Items from a data source:
____________________

Issue #390, opened 2018-03-07
symlinked $HOME/.oscrc gets replaced with a ordinary file


HeikoSchlittermann:
For privacy reasons I had `~/.oscrc` linked from NFS mounted home directory to a directory on local storage. When _osc_ added something to my `~/.oscrc`, it replaced the symlink with an ordinary file, thus exposing my obs login credentials to the machines mounting the NFS share.

logological:
It should follow the symlink and write to the real file.  A lot of people (myself included) manage their dotfiles across machines using a Git repository and GNU Stow to create a symlink farm.  Having `osc` remove the symlink breaks this setup.

HeikoSchlittermann:
Thans for fixing this!

marcus-h:
On 2021-12-08 09:36:33 +0000, Heiko Schlittermann wrote:
> Thanks for fixing this!
>
Kudos go to @dmach:)

PR #979, opened 2021-12-06
conf: Preserve oscrc symlink

dmach:
When a user creates a symlink pointing from ~/.config/osc/oscrc to a different location,
don't overwrite the symlink but follow it when writing configuration on disk.

Fixes https://github.com/openSUSE/osc/issues/390

Could someone review this from security perspective?
I don't think that this could cause any harm (e.g. a user setting the path so root overwrites system files etc.), but I may have missed something.

### DIFF
--- a/osc/conf.py
+++ b/osc/conf.py
@@ -695,8 +695,20 @@ def write_config(fname, cp):
     if os.path.exists(fname) and not os.path.isfile(fname):
         # only write to a regular file
         return
+
+    # config file is behind a symlink
+    # resolve the symlink and continue writing the config as usual
+    if os.path.islink(fname):
+        fname = os.readlink(fname)
+
+    # create directories to the config file (if they don't exist already)
     if not os.path.exists(os.path.dirname(fname)):
-        os.makedirs(os.path.dirname(fname), mode=0o700)
+        try:
+            os.makedirs(os.path.dirname(fname), mode=0o700)
+        except OSError as e:
+            if e.errno != errno.EEXIST:
+                raise
+
     with open(fname + '.new', 'w') as f:
         cp.write(f, comments=True)
     try:


marcus-h:
On 2021-12-06 05:30:05 -0800, Daniel Mach wrote:
> When a user creates a symlink pointing from ~/.config/osc/oscrc to a different location,
> don&#39;t overwrite the symlink but follow it when writing configuration on disk.
>
> Fixes https://github.com/openSUSE/osc/issues/390
>
> Could someone review this from security perspective?
> I don&#39;t think that this could cause any harm (e.g. a user setting the path so root overwrites system files etc.), but I may have missed something.
>
Since the symlink is configured by the user, it should be no problem,
IMHO.

> index fa12ef60..8c06bc46 100644
> --- a/osc/conf.py
> +++ b/osc/conf.py
> @@ -695,6 +695,26 @@ def write_config(fname, cp):
>      if os.path.exists(fname) and not os.path.isfile(fname):
>          # only write to a regular file
>          return
> +
> +    # config file is behind a symlink
> +    if os.path.islink(fname):
> +        # resolve the symlink
> +        fname = os.readlink(fname)
> +
> +        # create directories to the config file (if they don't exist already)
> +        try:
> +            os.makedirs(os.path.dirname(fname), mode=0o700)
> +        except OSError as e:
> +            if e.errno != errno.EEXIST:
> +                raise
> +
> +        # write the config directly (without an intermediate file)
> +        # because we don't want to make any assumptions about the directory the symlink points to
> +        with open(fname, 'w') as f:
> +            cp.write(f, comments=True)
> +
Hmm writing the config file should be "atomic", IMHO. Otherwise,
we could end up with a broken config file.

What about

if os.path.islink(fname):
    fname = os.readlink(fname)
# continue with the old code
...

If you are worried about the *.new file, we could use a temporary file
(or just don't care (for instance, "osc -c /path/to/config ..." could
also write a *.new file in the /path/to dir)).

> +        return
> +
>      if not os.path.exists(os.path.dirname(fname)):
>          os.makedirs(os.path.dirname(fname), mode=0o700)
>      with open(fname + '.new', 'w') as f:
>

dmach:
I simplified the code as you suggested.
I also kept my version of calling makedirs(), because I consider it better (thread-safe, never throws an exception in this place when 2 programs run in parallel).

marcus-h:
On 2021-12-07 08:35:17 +0000, Daniel Mach wrote:
> I simplified the code as you suggested.
> I also kept my version of calling makedirs(), because I consider it better (thread-safe, never throws an exception in this place when 2 programs run in parallel).
>
Ok, I'm fine with that. Maybe we should only call os.makedirs(...) if the
directory does not exist?

if not os.path.exists(os.path.dirname(fname)):
    try:
        os.makedirs(...)
    ...


At least I don't see a reason why we should call it unconditionally:)

dmach:
> At least I don't see a reason why we should call it unconditionally:)

Fixed.

marcus-h:
Merged. Thanks a lot!

PR #991, opened 2022-01-19
Replace unmaintained cmdln.py with a custom code

dmach:
Cmdln.py is unmaintained for years and uses deprecated optparse.
Let's replace it with a simpler custom code. Also remove code
that generates man page, we'll replace it with a 3rd party tool.

:information_source: The commandline code will probably evolve to something else (class per command?) over time, but this is meant as a drop-in replacement for the current cmdln.py.

- [x] Fix TODOs in the code.
- [x] Properly test this change as **anything** can break.
- [x] Generate the osc man page (used argparse-manpage; see the included spec file)
- [X] Implement `osc help` and `osc help <command>`


osc/commandline.py
```diff
@@ -7892,7 +7746,8 @@ def do_my(self, subcmd, opts, *args):
     @cmdln.alias('se')
     @cmdln.alias('bse')
     def do_search(self, subcmd, opts, *args):
-        """${cmd_name}: Search for a project and/or package.
+        """
+        Search for a project and/or package
```
abitrolly, line 7750: Maybe commit docstings separately to keep diff small, as they don't seem related.

dmach: I understand that it's difficult to review, but the change is massive anyway.
I'll probably keep it as it is.

PR #996, opened 2022-01-27
COPYING: Use the latest version from gnu.org

dmach:
https://www.gnu.org/licenses/old-licenses/gpl-2.0.txt

The original version is too old, it's even referring to the GNU **Library** General Public License (which was renamed to **Lesser** years ago).


lethliel:
LGTM
Thanks for the PR

PR #998, opened 2022-01-30
add support for building preinstall images

dirkmueller:
This is yet another build type supported by the obs-build
script intended to build images that speed up the build setup
phase.

### DIFF
--- a/osc/build.py
+++ b/osc/build.py
@@ -122,7 +122,7 @@ class Buildinfo:
         if self.buildtype == 'livebuild':
             self.pacsuffix = 'deb'
         if self.buildtype == 'snapcraft':
-            # atm ubuntu is used as base, but we need to be more clever when 
+            # atm ubuntu is used as base, but we need to be more clever when
             # snapcraft also supports rpm
             self.pacsuffix = 'deb'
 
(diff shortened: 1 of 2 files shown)


marcus-h:
On 2022-01-30 15:21:17 -0800, Dirk Mueller wrote:
...
> +    if build_as_user() or build_type == 'preinstallimage':
>         # preinstallimage extraction will fail
>         bi.preinstallimage = None

Hmm why is this needed?

Btw., could you also add the missing "_preinstallimage" pieces to
"def parse_repoarchdescr" in commandline.py? (Just to support the
"_preinstallimage" file autodetection.)

Thanks a lot for the patch!

dirkmueller:
>  +    if build_as_user() or build_type == 'preinstallimage':
>         # preinstallimage extraction will fail
>         bi.preinstallimage = None
> Hmm why is this needed?

when you fetch the preinstallimage, it will be unpacked and then repackaged into the preinstallimage making it twice as big as before. server side there must be  a hack somewhere to build with --nopreinstallimage --clean and this is supposed to fake that on local builds.

dirkmueller:
@marcus-h  any remaining concern?

dirkmueller:
@dmach  could you please review this as well? it blocks the "helm building" support that I'd really like to get in.

dmach:
> > * if build_as_user() or build_type == 'preinstallimage':
> >   # preinstallimage extraction will fail
> >   bi.preinstallimage = None
> >   Hmm why is this needed?
> 
> when you fetch the preinstallimage, it will be unpacked and then repackaged into the preinstallimage making it twice as big as before. server side there must be a hack somewhere to build with --nopreinstallimage --clean and this is supposed to fake that on local builds.

Could you add this or a similar explanation to the code?
It would be good to keep it there, because nobody will probably track it to this PR when trying to understand what the code does.
Looks good to me otherwise.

____________________

ASSIGNMENT :: Scan the data above. Return every line with "exception" in it.

RESPONSE AREA ::
I also kept my version of calling makedirs(), because I consider it better (thread-safe, never throws an exception in this place when 2 programs run in parallel).
> I also kept my version of calling makedirs(), because I consider it better (thread-safe, never throws an exception in this place when 2 programs run in parallel).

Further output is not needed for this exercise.